■ **Try it**: Which lines of the entries contain the string "include"? Please find them and copy them.

BEGIN Extracted records

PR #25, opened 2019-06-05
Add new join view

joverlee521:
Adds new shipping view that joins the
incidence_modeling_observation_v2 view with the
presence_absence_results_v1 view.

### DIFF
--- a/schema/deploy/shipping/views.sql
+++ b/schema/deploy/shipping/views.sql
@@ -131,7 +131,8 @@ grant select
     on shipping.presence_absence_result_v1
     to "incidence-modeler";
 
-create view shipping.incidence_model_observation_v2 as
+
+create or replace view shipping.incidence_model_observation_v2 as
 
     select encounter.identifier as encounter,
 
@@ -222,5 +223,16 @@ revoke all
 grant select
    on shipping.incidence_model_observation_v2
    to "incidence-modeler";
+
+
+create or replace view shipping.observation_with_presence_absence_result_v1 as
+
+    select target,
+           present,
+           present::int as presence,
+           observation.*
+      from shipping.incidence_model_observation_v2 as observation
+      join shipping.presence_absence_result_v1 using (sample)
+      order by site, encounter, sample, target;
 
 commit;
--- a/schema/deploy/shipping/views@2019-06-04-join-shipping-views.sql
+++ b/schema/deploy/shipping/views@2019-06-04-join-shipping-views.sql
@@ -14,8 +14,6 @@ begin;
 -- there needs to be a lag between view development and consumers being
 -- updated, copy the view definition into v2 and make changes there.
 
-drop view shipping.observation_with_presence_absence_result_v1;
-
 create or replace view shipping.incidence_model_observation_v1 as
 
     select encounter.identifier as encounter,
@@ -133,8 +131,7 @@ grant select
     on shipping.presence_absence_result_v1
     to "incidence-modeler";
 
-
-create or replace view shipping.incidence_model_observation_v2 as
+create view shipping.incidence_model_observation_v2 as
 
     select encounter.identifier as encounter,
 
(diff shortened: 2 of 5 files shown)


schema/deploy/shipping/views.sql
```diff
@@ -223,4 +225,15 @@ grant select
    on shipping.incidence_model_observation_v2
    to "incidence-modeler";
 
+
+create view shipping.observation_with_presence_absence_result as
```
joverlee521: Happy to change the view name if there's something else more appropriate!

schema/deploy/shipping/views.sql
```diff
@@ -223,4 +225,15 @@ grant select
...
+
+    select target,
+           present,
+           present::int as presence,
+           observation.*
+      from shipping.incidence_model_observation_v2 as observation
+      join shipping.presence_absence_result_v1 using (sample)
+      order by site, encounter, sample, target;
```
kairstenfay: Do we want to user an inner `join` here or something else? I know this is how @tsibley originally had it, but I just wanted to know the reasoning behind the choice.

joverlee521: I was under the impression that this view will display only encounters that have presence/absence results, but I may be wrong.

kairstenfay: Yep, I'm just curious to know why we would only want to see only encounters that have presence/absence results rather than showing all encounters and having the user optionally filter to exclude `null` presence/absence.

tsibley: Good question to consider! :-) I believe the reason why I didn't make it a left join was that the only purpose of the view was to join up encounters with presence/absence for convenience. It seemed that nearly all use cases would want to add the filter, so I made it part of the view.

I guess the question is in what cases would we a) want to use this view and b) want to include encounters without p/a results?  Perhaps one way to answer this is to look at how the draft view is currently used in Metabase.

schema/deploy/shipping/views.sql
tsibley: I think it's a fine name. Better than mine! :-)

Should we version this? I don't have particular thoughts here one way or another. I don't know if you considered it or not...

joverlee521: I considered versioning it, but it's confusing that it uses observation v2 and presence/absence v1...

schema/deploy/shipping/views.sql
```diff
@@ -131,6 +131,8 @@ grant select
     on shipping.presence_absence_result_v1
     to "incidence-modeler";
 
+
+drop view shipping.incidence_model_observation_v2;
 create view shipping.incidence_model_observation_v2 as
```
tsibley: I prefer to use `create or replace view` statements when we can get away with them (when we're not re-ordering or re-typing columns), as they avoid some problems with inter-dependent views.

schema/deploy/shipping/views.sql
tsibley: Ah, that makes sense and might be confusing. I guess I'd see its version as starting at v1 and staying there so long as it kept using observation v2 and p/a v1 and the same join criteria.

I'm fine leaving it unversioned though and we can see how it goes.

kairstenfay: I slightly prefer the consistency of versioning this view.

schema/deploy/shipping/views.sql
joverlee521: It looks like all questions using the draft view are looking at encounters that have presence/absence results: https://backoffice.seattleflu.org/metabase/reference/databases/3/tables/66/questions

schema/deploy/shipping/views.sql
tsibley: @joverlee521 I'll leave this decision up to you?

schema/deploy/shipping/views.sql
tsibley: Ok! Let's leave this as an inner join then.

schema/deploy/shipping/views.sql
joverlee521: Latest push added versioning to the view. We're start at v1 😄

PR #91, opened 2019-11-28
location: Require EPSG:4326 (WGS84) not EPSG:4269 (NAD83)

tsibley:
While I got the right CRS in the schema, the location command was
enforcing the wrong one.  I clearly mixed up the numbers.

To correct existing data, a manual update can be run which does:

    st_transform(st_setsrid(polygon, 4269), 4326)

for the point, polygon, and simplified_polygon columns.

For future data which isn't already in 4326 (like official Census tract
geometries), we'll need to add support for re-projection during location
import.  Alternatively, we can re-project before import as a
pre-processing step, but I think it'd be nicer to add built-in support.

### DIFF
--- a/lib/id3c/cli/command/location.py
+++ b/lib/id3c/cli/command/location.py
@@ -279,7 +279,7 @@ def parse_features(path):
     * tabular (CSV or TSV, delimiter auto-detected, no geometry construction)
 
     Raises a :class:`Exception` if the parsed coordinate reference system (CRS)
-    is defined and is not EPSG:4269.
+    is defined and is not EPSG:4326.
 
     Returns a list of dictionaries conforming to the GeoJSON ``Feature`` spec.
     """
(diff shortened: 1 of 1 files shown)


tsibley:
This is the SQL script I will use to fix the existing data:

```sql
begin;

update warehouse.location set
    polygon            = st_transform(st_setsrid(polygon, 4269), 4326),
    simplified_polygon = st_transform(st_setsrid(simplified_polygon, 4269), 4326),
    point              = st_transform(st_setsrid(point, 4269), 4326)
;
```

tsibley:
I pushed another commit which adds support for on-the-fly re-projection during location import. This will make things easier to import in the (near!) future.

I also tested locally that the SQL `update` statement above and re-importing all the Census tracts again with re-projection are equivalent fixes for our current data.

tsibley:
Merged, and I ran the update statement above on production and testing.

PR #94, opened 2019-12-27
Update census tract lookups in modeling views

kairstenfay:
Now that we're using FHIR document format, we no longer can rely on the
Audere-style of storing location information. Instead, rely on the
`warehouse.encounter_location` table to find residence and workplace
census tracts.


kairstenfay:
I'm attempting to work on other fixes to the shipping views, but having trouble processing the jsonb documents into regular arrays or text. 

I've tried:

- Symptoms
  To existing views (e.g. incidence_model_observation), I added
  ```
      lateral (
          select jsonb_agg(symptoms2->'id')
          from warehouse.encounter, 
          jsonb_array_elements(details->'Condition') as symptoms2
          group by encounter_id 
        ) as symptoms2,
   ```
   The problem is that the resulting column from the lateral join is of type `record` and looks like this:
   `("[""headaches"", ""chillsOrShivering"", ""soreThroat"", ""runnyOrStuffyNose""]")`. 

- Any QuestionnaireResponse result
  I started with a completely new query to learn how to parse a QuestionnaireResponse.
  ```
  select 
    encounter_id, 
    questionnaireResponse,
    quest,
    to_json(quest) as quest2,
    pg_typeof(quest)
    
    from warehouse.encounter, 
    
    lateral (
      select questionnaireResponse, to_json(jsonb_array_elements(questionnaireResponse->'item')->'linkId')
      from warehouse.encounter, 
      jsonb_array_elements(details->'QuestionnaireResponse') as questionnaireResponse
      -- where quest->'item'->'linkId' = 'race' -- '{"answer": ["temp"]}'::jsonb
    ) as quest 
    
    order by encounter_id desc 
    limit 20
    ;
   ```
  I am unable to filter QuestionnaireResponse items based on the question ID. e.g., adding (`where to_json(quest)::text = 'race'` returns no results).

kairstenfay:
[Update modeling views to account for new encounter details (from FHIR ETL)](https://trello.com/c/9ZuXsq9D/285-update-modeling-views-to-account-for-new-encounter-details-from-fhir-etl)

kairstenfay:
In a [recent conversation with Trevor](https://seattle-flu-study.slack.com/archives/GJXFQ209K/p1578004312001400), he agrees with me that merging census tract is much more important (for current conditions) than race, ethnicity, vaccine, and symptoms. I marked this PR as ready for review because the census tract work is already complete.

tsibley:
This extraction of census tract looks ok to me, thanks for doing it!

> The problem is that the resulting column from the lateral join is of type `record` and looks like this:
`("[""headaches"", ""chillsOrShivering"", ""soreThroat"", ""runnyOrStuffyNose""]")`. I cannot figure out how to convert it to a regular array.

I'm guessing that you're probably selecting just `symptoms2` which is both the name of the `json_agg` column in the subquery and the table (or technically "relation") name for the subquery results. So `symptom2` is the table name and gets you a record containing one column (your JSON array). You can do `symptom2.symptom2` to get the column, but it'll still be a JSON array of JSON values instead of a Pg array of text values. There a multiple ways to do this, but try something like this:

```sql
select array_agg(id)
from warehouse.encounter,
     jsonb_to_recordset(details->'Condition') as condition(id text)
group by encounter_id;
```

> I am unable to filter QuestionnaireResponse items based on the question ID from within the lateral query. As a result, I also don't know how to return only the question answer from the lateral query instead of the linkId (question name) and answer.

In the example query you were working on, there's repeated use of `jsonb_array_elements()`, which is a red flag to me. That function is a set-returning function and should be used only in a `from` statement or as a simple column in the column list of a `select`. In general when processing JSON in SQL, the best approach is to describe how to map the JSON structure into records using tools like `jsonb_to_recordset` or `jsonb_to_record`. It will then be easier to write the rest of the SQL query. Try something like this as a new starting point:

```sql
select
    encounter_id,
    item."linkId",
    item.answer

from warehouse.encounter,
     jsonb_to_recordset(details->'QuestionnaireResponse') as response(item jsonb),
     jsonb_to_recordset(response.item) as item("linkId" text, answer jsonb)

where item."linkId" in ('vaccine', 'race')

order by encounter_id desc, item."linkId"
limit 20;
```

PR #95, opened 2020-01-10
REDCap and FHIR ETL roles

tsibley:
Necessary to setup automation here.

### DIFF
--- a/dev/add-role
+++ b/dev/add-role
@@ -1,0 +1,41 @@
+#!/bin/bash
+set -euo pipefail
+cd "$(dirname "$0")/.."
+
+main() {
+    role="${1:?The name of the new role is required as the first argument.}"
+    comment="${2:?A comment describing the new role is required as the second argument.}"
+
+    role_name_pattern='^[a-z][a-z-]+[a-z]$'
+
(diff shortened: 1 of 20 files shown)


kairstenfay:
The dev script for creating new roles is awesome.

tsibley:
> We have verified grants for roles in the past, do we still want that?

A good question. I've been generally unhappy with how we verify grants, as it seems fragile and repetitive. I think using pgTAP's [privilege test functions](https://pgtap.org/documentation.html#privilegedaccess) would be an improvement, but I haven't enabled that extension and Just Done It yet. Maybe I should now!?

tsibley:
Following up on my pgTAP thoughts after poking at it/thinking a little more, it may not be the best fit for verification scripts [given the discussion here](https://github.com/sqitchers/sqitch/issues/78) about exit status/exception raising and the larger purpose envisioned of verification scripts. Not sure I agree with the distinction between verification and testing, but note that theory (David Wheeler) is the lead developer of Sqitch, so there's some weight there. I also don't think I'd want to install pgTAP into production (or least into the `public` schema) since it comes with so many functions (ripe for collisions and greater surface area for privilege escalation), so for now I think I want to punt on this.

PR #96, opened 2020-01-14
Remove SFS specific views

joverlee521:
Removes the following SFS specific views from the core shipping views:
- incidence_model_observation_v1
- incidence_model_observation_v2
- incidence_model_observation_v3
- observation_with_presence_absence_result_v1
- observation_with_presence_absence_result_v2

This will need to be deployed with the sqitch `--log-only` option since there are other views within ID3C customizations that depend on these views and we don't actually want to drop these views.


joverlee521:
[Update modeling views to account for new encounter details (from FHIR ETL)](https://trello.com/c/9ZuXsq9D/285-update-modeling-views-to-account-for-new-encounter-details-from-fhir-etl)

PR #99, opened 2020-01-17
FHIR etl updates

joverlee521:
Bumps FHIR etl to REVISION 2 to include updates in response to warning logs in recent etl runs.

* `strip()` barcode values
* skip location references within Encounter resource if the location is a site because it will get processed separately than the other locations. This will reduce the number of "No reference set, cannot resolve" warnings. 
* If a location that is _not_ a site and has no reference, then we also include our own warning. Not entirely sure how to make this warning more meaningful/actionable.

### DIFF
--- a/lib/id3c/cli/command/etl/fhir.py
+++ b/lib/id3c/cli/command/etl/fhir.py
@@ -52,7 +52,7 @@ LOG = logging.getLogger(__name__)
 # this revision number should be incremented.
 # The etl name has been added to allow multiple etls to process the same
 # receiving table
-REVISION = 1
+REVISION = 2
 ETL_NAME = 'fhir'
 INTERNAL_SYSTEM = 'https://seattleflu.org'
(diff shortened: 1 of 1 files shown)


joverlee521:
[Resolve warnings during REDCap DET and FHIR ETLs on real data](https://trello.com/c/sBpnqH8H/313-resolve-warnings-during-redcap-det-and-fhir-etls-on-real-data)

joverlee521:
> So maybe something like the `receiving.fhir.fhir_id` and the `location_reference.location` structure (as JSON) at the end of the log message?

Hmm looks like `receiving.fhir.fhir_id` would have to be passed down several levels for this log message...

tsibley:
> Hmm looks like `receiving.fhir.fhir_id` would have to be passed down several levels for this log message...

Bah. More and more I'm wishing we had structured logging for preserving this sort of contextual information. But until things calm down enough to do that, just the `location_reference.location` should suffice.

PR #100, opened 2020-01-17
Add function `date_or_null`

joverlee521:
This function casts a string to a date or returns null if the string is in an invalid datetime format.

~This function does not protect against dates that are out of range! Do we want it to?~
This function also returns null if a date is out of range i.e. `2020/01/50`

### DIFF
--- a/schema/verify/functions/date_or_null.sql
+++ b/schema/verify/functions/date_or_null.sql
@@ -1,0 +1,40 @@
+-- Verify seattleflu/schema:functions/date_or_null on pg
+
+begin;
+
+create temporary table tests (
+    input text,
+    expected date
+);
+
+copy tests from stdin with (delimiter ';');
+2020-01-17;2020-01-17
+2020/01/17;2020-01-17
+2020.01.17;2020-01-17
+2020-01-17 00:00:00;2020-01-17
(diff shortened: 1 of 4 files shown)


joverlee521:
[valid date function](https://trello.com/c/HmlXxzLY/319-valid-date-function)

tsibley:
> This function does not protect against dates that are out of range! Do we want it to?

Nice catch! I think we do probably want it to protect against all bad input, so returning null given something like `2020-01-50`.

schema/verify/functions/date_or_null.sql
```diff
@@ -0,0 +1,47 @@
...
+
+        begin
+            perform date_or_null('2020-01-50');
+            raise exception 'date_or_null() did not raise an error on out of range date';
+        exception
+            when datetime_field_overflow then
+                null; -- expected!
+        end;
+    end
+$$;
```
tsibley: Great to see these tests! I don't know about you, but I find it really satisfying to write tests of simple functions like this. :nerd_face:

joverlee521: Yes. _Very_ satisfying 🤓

END Extracted records

■ **Answer space**:
I guess the question is in what cases would we a) want to use this view and b) want to include encounters without p/a results?  Perhaps one way to answer this is to look at how the draft view is currently used in Metabase.
Bumps FHIR etl to REVISION 2 to include updates in response to warning logs in recent etl runs.
* If a location that is _not_ a site and has no reference, then we also include our own warning. Not entirely sure how to make this warning more meaningful/actionable.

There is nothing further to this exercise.